Description of the task: Give the data again exactly as it is written.

Dataset excerpt:
---*---
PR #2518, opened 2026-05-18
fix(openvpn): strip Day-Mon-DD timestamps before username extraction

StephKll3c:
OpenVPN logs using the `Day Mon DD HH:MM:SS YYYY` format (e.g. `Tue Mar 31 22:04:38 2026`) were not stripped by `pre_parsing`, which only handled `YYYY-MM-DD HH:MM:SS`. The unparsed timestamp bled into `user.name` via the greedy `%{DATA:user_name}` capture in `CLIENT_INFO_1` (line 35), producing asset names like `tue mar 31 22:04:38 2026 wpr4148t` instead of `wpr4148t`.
---*---
Task response:
PR #2518, opened 2026-05-18
fix(openvpn): strip Day-Mon-DD timestamps before username extraction

StephKll3c:
OpenVPN logs using the `Day Mon DD HH:MM:SS YYYY` format (e.g. `Tue Mar 31 22:04:38 2026`) were not stripped by `pre_parsing`, which only handled `YYYY-MM-DD HH:MM:SS`. The unparsed timestamp bled into `user.name` via the greedy `%{DATA:user_name}` capture in `CLIENT_INFO_1` (line 35), producing asset names like `tue mar 31 22:04:38 2026 wpr4148t` instead of `wpr4148t`.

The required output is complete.